Z Wikiźródeł, wolnej biblioteki
Ta strona została skorygowana.

— Nie koniec?
— Jakbyście wiedzieli że nie. Który je doktór dobry, to daje wszyściuchne leki, jakie tylko są. Jedno nie pomoże to drugie, nie drugie to trzecie, nie trzecie to dziesiąte, a skoro już wszystko będzie wypróbowane i nic nie pomoże — to znaczy, że i tak i tak bydlę miało zdechnąć.
— Wiadomo....
— Tedy, biegajcie-no chłopcy i przynieście kołek osowy, tylko żeby gładki był.
— U nas dębowych jest kilka — wtrącił Florek.
— Głupiś ty! Dębowy nie pomoże, tylko osowy... lećże duchem i przynoś — u Łomignata musi być.

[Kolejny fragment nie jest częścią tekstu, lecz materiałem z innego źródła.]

PR #89, opened 2021-02-02
Fix/refactor: Refactor validate method to not use non-validated data

Starkteetje:
Previously, Connaisseur accepted all trust data files at first and then validated them. This was not an immediate security issue, since the root key could not be overwritten and since the KeyStore is write-once, so keys will only be used after they have been validated. However, Connaisseur would have pulled all delegations in a malicious targets.json without prior validation, which would have allowed an attacker to specify many non-existant delegations, potentially causing a denial of service. This PR fixes the issue by first validating and then processing the trust data files. In addition, the way Connaisseur previously validated trust data files would have allowed an attacker that compromised the long-term snapshot key to mount freeze attacks (i.e. ignoring the validation via timestamp key) by mounting a targeted collision attack instead of a 2nd-preimage attack against the DCT hash function.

Florek pobiegł i niebawem przyniósł wielki kołek osowy, który wedle zdania Kusztyckiego, zastosowany odpowiednio i umiejętnie, miał wywołać cudowne prawie skutki lecznicze.
Położono znów konia na ziemię, ze sześciu chłopów usiadło na nim, żeby ruszać się nie mógł, a sam Kusztycki z Pypciem rozcierali biedne stworzenie owym osobliwym kołkiem.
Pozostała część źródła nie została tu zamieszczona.